In the old days, engines used various methods to start up. These ranged from human-powered techniques like a removable crank handle to gun powder cylinders. They proved to be inconvenient and dangerous--however, an engine's behavior was unpredictable during starting which led to near-fatal injuries. The development of larger engines with higher compression ratios paved the way for the modern self-starter motor.
If you're in the market for a starter motor, this guide will help you understand and choose the right part for your vehicle.
How does a starter motor work?
A starter motor converts electrical energy from the vehicle's batteries into mechanical energy--giving life to the engine. At zero RPM, an internal combustion engine is unable to produce torque and the starter helps turn it over. By providing rotational speed or RPM to an engine's crankshaft--the combustion process starts and the engine can now power itself. As the engine spins faster than the starter, the bendix drive (an over-running clutch device) automatically disengages the starter gear from the engine gear. The starter motor was designed to make sure that anyone can run an internal combustion engine with ease.
What are the different types of starter motors?
Pneumatic --- It's reliable, mechanically simple, and delivers a higher torque. Used by some gas turbine and diesel engines, it has a geared turbine, pressure tank, and an air compressor. The turbine spins after compressed air is released from its tank. As the engine runs, its pressure tank is recharged by the compressor. A pneumatic starter is used by trucks and earth-moving equipment.

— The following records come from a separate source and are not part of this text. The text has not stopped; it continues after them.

PR #208, opened 2022-10-26
New Workflow: Check_Registers_SVD

sihyung-maxim:
Creating a new workflow to check whether both the register file and the corresponding peripheral SVD file are synced before merging if there are any register changes. This should keep our SVD files and User Guides up to date.


sihyung-maxim:
Need admin privileges to access private repos.

PR #216, opened 2022-10-29
[MSDK-934] Port ImgCapture and CameraIF_Debayer to AI87

Jake-Carter:
Depends on a MiscDrivers update:
* https://github.com/Analog-Devices-MSDK/Libraries-miscDrivers/pull/14

This PR ports the ImgCapture and CameraIF_Debayer examples to the AI87.  It also applies some misc. housekeeping to ImgCapture and CameraIF_Debayer for the AI85.


Examples/MAX78002/CameraIF_Debayer/utils.c
```diff
@@ -0,0 +1,177 @@
...
+
+#define DEBUG_COMPORT MXC_UART0
+
+/***************************** VARIABLES *************************************/
+
+/************************    PUBLIC FUNCTIONS  *******************************/
+//void utils_delay_ms(uint32_t ms)
+//{
+//    MXC_Delay(ms * 1000UL);
+//}
```
sihyung-maxim, line 54: Is this function still in development or should this be deleted?

sihyung-maxim (commented):
Looks good.

Examples/MAX78002/CameraIF_Debayer/utils.c
Jake-Carter: Thanks, this is one leftover from the original CameraIF example that can be deleted.  Removing it now

Examples/MAX78002/CameraIF_Debayer/utils.c
```diff
@@ -0,0 +1,173 @@
...
+
+/************************    PUBLIC FUNCTIONS  *******************************/
+
+uint32_t utils_get_time_ms(void)
+{
+    int sec;
+    double subsec;
+    uint32_t ms;
+
+    subsec = MXC_RTC_GetSubSecond() / 4096.0;
```
lorne-maxim, line 58: Consider doing this with integer math so the floating point libraries are not linked in (unless used somewhere else in the application).

uint32_t subsec = (MXC_RTC_GetSubSecond() * 1000) / 4096;

Also be aware subsecond count could rollover between calls to GetSubSecond and GetSecond.  Back to back calls to this function could show time going backwards :)  Isn't there a GetTime function in the RTC API that performs an "atomic" read of the two registers?

Examples/MAX78002/CameraIF_Debayer/.gitignore
```diff
@@ -0,0 +1 @@
+pc_utility/*.png
```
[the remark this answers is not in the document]
Jake-Carter: Yessir, the utility will save some output image files that I have accidentally committed in the past

Examples/MAX78002/CameraIF_Debayer/utils.c
Jake-Carter: Thanks, I inherited these functions from the old CameraIF example and didn't notice this one.  The code doesn't use it at all, so I just removed it.

lorne-maxim (approved):

sihyung-maxim (approved):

Gear-reduction --- Designed with a direct-drive and movable pole shoe--it's mainly used for cost-reduction rather than electrical or mechanical benefits. The solenoid was removed, replaced by a separate relay starter, and movable pole shoe. Due to its larger size, higher current requirements, and heavier weight, the gear-reduction starter motor is almost obsolete.

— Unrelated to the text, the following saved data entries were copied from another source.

PR #338, opened 2023-01-18
Added dtm_sweep.py

tim-magnusen:
Created DTM sweep test based on conn_sweep.py framework.


yc-adi (approved):

EdwinFairchild (approved):

sihyung-maxim:
The SVD action will fail if the source branch of a PR is from a fork. There's a fix for this merged into main already, but this check isn't important for this PR as there were no register or SVD files that were changed.

kevin-gillespie:
@EricB-ADI @kevin-gillespie

EricB-ADI:
@kevin-gillespie It is effectively the same as conn_sweep_rsl15. @tim-magnusen did you plan on using any non MAX32 boards as a master such as a nordic? If you want I can add an option to use the vendor specific tx test instead of the vendor specific end test, so the nordic boards will still work.

EricB-ADI:
@tim-magnusen The conn_sweep_rsl15 also uses DTM, it was named incorrectly. That will be changed soon. For now, I will merge this so you can use it. I will integrate options to use the end test vendor specific command so you can get more verbose information for receiver testing on MAX32 boards.

PR #371, opened 2023-01-30
Update otas readme

EdwinFairchild:


kevin-gillespie (approved):
I think we accidentally added the peripheral driver library.

PR #372, opened 2023-01-30
Wsf freertos timer

kevin-gillespie:
Fixing a bug where the tail pointer is not updated when removing the tail item.


yc-adi (approved):

EdwinFairchild:
I noticed this only ran BLE test on me17 and examining the yml I realize on me17 has `Libraries/Cordio` in watched files, opps

EdwinFairchild (approved):

PR #383, opened 2023-02-01
Ota improvements

kevin-gillespie:
The goal here is to minimize the code space requirements and improve the reliability. 

In a different branch I've merged BLE_otas with BLE_FreeRTOS.


kevin-gillespie:
Did you set it back to 50 ms?

EdwinFairchild:
> Did you set it back to 50 ms?

yes and erase works fine there, which is where the ci test got hung up. but im getting stuck at the 13th write request.

EdwinFairchild:
I think we need to delay the  write response to the client so it doesn't send packet after packet and were just queuing  up writes. Unfortunately the writes are initiated here:

https://github.com/Analog-Devices-MSDK/msdk/blob/e96ec8f61b47334d01ded783e5224e14f0cd66bc/Libraries/Cordio/ble-host/sources/stack/att/atts_write.c#L162-L168

which is calling this in wdxs_main.c  : 
https://github.com/Analog-Devices-MSDK/msdk/blob/e96ec8f61b47334d01ded783e5224e14f0cd66bc/Libraries/Cordio/ble-profiles/sources/profiles/wdxs/wdxs_main.c#L249-L251

The result of that is `success` and returns to the `atts_write.c` and sends a write response to the client which  then sends the next packet. We could make the response not be success and use ATT_RSP_PENDING, then we send the response after the queue is serviced, but then we are modifying wdxs_main and such..which wont play well with ext flash examples.

EdwinFairchild (approved):

EricB-ADI (approved):

PR #390, opened 2023-02-06
Adding enumeration for btleldoctrl register.

kevin-gillespie:


kevin-gillespie:
We have exiting bit fields, but I wanted to add enumerations for the combined fields. This updated SVD files passes the schema checking tool.

sihyung-maxim (approved):
A lot of whitespace differences in gcr_me17.svd. I commented on the two important changes in that files.

Here are the biggest changes I'll make to the SVD workflow in the coming future:
- Archive generated file differences when SVD workflow fails (similar to BLE_Examples_Test)
- Similar to /clang-format-run, add a comment-triggered command to auto-generate register files, so the user only needs to update the peripheral SVD files (less work for users).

Electric --- It's the most common type used on modern gasoline or diesel engines, and a solenoid switch is mounted on the starter. A key-operated switch activates the battery which sends a low-current power to the solenoid. The solenoid pushes the drive pinion on the starter drive shaft and meshes with the ring gear, on the engine's flywheel. High-current contacts are closed by the solenoid and the engine starts running. The starter motor's pinion gear is controlled by a bendix drive--a device which allows the pinion gear to engage or disengage the engine's flywheel automatically when the engine fires or the starter is powered.

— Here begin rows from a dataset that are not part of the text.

PR #391, opened 2023-02-06
[MSDK-1042]: Resolving hardfault in MAX32672 LP example.

Jacob-Scheiffler:
This PR updates the linkerfile used for the MAX32672 LP example. SRAM 2 and 3 is shutdown in the example so the SRAM usage needs to be contained in SRAM 0 and 1.

### DIFF
--- a/Examples/MAX32672/LP/lp.ld
+++ b/Examples/MAX32672/LP/lp.ld
@@ -32,14 +32,11 @@
  ******************************************************************************/
 
 MEMORY {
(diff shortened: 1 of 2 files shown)


kevin-gillespie (approved):
I would recommend overwriting lp.ld with the default linker file and then changing the SRAM size. That way there is minimal differences between the two.

Jacob-Scheiffler:
> I would recommend overwriting lp.ld with the default linker file and then changing the SRAM size. That way there is minimal differences between the two.

It's done.

Jake-Carter (approved):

What should I look for in a starter motor?
Check your vehicle's manual for the starter motor's model or part number. It's important that you get the correct type and make to avoid any problems. After replacing your vehicle's starter motor, it's better to send the broke unit to the parts store. It will be rebuilt and sold as refurbished units. If you have the knack for rebuilding things, you can purchase a starter motor repair kit. It will save you money and learn more about repairing as well.
Finding the right replacement part for your vehicle is very important. Ask, shop or even do your own research for brands that offer the best quality and deals. Don't forget to always check your vehicle's wiring. Dirty or faulty wiring can cause electrical problems which leads to a dead starter motor. A simple cleaning and repair can save you a lot of money.